● Record extracts:
Issue #280, opened 2019-04-16
Use aws native wait function for volume


leakingtapan:
**Is your feature request related to a problem?/Why is this needed**
The driver need to wait for volume creation after it is created; wait for volume attachment after it is attached to some instance. We currently implement the functionality ourselves, but instead the aws natvie wait functions could be used:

● How to complete this task: The lines above that hold the word "wait" are the ones to copy.

● Result below:
Use aws native wait function for volume
The driver need to wait for volume creation after it is created; wait for volume attachment after it is attached to some instance. We currently implement the functionality ourselves, but instead the aws natvie wait functions could be used:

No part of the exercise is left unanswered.